(Data extracted from a collection)
══════

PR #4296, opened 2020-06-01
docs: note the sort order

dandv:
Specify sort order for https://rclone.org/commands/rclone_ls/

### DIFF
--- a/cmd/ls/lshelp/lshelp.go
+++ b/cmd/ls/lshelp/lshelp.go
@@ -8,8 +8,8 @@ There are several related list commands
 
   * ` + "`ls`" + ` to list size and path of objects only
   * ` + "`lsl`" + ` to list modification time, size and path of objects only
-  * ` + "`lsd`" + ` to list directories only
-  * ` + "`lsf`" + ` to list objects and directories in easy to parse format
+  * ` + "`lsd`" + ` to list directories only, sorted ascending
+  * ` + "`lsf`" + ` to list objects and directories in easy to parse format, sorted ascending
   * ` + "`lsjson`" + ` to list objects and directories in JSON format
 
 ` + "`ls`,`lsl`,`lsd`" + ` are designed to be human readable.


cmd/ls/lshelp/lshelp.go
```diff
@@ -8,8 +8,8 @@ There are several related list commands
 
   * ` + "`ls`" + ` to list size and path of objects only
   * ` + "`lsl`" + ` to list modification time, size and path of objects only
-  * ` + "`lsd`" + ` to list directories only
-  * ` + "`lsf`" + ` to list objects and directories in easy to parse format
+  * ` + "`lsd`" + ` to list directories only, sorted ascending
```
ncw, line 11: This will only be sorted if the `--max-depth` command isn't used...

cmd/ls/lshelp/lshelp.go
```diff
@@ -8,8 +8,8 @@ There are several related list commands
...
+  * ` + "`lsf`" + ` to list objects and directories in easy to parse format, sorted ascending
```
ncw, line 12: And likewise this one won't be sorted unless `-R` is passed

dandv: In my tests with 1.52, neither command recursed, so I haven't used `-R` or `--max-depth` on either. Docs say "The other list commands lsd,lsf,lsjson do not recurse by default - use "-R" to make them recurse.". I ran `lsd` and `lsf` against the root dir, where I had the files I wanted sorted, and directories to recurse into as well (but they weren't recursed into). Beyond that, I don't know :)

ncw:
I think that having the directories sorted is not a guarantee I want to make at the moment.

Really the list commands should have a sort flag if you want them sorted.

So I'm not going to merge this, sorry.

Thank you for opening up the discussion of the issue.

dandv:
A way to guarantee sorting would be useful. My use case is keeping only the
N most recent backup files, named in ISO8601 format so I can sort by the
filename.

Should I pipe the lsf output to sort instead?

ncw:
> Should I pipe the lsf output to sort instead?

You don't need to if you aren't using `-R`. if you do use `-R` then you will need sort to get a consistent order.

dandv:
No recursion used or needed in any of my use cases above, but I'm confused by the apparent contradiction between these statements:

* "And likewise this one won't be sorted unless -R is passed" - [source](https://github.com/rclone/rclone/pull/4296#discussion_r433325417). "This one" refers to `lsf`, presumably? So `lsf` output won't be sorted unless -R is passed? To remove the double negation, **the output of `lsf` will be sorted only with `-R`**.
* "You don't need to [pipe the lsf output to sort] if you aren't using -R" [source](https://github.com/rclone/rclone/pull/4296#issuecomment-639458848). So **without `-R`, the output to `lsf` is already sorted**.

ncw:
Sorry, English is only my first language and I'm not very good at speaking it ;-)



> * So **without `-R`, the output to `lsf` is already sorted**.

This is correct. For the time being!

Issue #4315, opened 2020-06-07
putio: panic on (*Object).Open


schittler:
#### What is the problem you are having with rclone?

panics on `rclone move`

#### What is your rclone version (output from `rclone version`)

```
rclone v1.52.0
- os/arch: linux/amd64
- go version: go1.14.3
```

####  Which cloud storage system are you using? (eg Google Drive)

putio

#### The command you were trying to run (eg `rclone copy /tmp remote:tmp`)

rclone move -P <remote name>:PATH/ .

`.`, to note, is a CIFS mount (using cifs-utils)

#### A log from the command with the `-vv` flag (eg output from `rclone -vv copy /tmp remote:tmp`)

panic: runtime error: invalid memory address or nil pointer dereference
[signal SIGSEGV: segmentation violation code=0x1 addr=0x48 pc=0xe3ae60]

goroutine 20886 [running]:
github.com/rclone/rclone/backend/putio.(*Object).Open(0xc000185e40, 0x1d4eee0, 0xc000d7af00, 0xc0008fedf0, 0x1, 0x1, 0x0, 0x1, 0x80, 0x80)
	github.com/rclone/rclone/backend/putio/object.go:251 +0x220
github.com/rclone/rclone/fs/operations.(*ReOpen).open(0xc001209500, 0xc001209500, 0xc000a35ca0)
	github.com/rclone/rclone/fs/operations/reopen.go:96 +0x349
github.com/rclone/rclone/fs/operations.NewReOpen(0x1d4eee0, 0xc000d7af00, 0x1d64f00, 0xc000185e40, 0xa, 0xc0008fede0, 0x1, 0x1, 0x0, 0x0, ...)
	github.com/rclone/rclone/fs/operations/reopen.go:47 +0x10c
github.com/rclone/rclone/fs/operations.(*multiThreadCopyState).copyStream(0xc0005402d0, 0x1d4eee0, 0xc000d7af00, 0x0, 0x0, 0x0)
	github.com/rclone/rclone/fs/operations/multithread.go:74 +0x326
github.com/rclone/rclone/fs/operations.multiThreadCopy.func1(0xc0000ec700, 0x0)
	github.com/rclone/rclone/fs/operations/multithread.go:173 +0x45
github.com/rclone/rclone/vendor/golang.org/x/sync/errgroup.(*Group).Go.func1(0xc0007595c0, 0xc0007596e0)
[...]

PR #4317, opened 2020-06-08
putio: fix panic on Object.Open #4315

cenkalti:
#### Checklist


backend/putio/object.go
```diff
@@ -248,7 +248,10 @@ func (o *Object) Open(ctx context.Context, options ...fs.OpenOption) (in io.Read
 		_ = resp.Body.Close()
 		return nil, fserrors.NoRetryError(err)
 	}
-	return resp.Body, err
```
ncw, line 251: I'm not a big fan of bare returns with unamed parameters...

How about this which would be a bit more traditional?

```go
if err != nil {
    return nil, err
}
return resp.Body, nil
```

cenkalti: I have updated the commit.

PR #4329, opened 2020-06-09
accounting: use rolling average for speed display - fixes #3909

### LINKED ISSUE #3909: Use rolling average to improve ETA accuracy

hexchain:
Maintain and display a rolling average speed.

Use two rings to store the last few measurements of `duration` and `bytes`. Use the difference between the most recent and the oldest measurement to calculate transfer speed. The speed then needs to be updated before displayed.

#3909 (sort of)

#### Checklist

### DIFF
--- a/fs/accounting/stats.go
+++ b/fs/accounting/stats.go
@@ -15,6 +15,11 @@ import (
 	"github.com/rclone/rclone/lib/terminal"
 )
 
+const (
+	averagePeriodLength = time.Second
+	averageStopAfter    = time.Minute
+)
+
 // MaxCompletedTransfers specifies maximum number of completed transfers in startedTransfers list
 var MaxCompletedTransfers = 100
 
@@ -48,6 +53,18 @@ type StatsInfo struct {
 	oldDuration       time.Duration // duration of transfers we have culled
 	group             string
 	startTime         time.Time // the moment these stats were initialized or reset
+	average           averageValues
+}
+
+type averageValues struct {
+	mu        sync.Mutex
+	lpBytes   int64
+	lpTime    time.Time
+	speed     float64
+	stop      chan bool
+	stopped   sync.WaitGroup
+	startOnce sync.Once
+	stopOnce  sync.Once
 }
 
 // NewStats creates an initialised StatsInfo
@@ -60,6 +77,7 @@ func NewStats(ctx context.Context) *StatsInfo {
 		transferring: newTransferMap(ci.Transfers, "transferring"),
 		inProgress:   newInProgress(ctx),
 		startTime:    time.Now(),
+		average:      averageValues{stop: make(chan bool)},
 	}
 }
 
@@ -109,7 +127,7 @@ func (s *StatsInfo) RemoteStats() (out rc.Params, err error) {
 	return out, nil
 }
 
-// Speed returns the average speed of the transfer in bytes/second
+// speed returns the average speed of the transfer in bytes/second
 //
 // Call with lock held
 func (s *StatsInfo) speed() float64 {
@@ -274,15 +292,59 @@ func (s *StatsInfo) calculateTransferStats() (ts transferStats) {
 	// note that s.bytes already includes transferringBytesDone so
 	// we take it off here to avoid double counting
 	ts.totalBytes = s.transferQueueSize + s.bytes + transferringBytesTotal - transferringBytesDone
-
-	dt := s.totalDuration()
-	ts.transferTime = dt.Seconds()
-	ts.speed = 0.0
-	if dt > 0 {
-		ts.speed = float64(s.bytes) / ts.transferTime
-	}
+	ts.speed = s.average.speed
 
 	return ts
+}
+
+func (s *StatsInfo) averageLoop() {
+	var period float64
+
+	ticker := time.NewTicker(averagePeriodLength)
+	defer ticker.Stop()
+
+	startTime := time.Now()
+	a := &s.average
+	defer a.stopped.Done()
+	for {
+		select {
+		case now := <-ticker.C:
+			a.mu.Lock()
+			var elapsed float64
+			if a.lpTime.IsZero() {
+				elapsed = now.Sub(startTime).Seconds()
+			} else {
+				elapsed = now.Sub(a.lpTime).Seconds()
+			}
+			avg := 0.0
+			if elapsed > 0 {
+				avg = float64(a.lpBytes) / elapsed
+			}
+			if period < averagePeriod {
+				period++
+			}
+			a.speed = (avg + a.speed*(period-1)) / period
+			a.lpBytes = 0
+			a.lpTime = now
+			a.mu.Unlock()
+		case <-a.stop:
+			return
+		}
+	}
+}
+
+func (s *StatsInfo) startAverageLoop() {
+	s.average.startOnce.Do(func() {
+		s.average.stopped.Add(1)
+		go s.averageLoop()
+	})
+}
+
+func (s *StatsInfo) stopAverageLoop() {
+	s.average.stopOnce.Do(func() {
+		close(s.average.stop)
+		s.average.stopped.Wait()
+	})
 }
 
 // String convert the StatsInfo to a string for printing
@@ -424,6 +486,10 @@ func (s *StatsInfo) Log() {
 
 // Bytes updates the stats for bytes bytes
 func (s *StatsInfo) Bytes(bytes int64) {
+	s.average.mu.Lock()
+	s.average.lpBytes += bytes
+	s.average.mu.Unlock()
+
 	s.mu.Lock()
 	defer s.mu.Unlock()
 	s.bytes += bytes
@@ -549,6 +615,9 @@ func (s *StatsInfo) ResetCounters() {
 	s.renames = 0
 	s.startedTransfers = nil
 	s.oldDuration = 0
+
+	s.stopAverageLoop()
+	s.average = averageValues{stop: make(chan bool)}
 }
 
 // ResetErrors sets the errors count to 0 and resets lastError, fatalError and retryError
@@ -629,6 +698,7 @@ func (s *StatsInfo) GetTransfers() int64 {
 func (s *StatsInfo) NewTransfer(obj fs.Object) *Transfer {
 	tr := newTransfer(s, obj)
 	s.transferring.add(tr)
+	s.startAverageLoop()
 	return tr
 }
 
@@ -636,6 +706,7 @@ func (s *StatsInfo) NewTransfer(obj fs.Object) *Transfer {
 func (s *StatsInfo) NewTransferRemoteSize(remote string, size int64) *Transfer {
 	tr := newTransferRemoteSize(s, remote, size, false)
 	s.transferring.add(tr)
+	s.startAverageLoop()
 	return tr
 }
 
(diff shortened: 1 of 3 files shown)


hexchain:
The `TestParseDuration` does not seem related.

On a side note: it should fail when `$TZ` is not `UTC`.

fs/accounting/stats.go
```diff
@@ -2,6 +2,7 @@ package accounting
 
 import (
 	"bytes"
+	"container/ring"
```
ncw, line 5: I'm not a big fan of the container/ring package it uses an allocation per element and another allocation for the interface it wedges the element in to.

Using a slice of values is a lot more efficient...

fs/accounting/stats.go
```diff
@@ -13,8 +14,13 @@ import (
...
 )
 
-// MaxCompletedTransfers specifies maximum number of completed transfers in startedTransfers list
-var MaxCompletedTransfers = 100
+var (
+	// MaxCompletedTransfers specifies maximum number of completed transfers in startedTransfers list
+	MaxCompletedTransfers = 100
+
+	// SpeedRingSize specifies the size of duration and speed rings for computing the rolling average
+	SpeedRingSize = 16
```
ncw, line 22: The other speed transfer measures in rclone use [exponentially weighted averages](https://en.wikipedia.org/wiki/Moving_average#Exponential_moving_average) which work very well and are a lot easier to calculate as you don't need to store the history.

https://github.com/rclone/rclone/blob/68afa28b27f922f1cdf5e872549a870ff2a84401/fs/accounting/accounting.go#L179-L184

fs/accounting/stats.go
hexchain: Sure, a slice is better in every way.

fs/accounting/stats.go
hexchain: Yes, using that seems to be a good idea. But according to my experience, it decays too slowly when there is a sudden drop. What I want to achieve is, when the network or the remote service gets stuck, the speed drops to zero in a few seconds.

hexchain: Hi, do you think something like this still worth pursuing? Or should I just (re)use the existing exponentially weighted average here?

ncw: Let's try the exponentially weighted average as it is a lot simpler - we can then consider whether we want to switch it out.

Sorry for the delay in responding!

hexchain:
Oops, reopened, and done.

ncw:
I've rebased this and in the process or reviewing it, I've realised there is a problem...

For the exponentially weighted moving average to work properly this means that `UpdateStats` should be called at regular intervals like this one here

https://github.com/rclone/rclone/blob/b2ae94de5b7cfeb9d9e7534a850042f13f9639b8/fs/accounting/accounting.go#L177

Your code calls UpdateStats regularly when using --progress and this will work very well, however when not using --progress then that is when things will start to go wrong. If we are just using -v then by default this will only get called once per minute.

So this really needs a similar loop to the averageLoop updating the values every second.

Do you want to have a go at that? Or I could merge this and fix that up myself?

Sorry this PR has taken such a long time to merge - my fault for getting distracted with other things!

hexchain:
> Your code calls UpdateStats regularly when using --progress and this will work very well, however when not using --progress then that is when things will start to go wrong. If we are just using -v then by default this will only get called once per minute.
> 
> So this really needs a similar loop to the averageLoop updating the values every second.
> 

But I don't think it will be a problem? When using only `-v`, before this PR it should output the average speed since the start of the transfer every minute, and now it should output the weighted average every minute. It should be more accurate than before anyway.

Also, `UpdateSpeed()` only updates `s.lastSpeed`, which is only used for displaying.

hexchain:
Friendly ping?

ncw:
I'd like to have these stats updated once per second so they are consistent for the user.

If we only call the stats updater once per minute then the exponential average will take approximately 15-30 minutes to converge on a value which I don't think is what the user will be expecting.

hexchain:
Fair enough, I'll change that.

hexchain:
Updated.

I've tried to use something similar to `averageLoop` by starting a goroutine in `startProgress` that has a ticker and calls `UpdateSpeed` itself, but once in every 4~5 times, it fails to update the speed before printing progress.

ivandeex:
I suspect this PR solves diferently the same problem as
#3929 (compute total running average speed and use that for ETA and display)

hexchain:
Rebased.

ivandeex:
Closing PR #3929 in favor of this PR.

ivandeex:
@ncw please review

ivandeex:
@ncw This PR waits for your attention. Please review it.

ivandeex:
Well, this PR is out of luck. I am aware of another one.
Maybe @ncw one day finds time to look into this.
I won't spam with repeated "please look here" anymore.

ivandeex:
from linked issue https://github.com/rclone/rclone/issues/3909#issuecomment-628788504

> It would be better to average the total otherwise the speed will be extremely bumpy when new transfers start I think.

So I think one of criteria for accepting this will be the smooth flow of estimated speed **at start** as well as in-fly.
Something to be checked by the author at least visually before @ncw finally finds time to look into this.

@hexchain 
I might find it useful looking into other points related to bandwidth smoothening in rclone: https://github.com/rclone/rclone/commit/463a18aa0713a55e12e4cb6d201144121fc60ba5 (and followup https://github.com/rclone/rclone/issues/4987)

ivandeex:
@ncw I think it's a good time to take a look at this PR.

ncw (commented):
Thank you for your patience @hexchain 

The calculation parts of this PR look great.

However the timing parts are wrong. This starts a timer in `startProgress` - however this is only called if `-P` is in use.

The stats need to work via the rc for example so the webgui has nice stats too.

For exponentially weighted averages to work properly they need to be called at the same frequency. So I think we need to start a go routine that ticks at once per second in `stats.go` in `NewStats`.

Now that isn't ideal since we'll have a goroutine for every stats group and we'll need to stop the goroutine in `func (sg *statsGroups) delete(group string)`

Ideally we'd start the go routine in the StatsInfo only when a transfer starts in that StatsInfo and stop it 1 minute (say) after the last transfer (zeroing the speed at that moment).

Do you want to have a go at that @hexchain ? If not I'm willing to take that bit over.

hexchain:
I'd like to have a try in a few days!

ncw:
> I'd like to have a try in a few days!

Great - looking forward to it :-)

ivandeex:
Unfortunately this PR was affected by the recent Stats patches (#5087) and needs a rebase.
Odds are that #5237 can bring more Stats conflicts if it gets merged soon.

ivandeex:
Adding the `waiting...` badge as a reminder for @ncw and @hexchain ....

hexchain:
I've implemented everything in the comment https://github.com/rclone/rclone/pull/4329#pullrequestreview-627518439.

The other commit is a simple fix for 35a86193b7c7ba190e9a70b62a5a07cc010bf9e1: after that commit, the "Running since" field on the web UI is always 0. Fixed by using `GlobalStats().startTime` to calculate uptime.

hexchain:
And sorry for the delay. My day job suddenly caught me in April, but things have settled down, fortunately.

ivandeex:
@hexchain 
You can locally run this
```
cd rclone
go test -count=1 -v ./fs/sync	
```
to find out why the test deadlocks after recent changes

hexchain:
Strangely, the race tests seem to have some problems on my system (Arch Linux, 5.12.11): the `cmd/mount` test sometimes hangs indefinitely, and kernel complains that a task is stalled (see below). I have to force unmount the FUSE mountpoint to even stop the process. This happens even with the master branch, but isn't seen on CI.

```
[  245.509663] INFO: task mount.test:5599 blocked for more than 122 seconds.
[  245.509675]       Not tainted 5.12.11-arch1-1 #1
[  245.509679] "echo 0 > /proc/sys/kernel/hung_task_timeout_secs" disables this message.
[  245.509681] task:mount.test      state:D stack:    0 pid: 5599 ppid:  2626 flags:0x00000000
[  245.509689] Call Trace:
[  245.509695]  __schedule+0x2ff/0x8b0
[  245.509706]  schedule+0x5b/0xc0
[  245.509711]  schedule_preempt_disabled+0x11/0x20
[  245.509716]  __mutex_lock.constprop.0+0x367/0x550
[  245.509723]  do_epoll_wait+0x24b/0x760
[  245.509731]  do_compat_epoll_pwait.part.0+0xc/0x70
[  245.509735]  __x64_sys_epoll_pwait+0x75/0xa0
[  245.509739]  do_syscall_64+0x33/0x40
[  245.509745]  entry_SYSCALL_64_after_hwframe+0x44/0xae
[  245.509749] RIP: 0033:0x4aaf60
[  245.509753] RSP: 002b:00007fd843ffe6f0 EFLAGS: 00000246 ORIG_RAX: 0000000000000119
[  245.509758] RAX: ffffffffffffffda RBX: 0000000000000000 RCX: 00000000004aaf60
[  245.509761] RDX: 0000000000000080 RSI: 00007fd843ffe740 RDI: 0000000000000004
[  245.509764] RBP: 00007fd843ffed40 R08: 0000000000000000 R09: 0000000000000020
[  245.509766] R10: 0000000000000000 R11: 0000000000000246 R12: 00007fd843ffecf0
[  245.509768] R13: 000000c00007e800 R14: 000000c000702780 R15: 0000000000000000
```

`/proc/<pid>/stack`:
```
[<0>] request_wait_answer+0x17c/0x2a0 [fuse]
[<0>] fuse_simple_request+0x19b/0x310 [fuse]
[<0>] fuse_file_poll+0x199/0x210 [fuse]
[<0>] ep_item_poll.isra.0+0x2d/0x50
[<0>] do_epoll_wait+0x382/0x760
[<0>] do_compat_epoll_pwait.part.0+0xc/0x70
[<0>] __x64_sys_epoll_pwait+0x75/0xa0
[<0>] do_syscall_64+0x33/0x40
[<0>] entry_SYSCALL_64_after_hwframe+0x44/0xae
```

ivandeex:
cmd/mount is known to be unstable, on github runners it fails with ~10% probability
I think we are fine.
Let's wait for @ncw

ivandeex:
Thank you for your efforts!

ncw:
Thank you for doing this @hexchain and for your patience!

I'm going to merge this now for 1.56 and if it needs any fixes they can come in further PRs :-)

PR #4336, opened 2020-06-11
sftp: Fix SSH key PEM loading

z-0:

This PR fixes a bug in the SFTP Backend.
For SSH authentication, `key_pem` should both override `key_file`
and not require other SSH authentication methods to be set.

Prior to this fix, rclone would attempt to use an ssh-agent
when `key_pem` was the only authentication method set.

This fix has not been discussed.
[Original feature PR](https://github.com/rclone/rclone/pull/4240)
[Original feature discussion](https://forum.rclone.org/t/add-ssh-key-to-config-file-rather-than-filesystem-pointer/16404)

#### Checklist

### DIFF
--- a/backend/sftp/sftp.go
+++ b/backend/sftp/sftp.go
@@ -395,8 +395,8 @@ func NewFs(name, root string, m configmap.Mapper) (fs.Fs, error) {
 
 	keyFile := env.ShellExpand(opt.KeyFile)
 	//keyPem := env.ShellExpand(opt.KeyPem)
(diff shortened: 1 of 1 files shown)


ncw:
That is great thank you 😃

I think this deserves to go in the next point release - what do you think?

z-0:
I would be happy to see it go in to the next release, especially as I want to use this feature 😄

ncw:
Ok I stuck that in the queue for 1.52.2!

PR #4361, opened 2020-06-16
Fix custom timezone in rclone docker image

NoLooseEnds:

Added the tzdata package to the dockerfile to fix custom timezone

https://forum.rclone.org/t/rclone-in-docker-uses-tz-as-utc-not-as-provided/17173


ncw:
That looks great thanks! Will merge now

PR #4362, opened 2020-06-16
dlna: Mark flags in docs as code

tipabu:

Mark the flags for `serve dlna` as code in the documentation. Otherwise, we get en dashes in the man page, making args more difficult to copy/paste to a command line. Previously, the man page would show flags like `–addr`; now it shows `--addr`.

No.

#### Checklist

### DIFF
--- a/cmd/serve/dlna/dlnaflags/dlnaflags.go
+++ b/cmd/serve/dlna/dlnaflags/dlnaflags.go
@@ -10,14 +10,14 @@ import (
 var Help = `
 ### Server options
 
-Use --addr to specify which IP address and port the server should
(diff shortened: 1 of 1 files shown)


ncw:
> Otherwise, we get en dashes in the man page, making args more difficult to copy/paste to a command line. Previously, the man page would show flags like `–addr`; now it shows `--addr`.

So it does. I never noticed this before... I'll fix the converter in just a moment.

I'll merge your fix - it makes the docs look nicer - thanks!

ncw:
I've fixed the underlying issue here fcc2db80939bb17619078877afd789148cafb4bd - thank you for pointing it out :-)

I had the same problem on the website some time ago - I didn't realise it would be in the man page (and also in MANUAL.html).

══════

→ Work item: Nothing but the lines from the one containing "That looks great thanks! Will merge now" through the last line of the data above should be given again, each exactly as it stands.

→ Exercise answer:
That looks great thanks! Will merge now

PR #4362, opened 2020-06-16
dlna: Mark flags in docs as code

tipabu:

Mark the flags for `serve dlna` as code in the documentation. Otherwise, we get en dashes in the man page, making args more difficult to copy/paste to a command line. Previously, the man page would show flags like `–addr`; now it shows `--addr`.

No.

#### Checklist

### DIFF
--- a/cmd/serve/dlna/dlnaflags/dlnaflags.go
+++ b/cmd/serve/dlna/dlnaflags/dlnaflags.go
@@ -10,14 +10,14 @@ import (
 var Help = `
 ### Server options
 
-Use --addr to specify which IP address and port the server should
(diff shortened: 1 of 1 files shown)


ncw:
> Otherwise, we get en dashes in the man page, making args more difficult to copy/paste to a command line. Previously, the man page would show flags like `–addr`; now it shows `--addr`.

So it does. I never noticed this before... I'll fix the converter in just a moment.

I'll merge your fix - it makes the docs look nicer - thanks!

ncw:
I've fixed the underlying issue here fcc2db80939bb17619078877afd789148cafb4bd - thank you for pointing it out :-)

I had the same problem on the website some time ago - I didn't realise it would be in the man page (and also in MANUAL.html).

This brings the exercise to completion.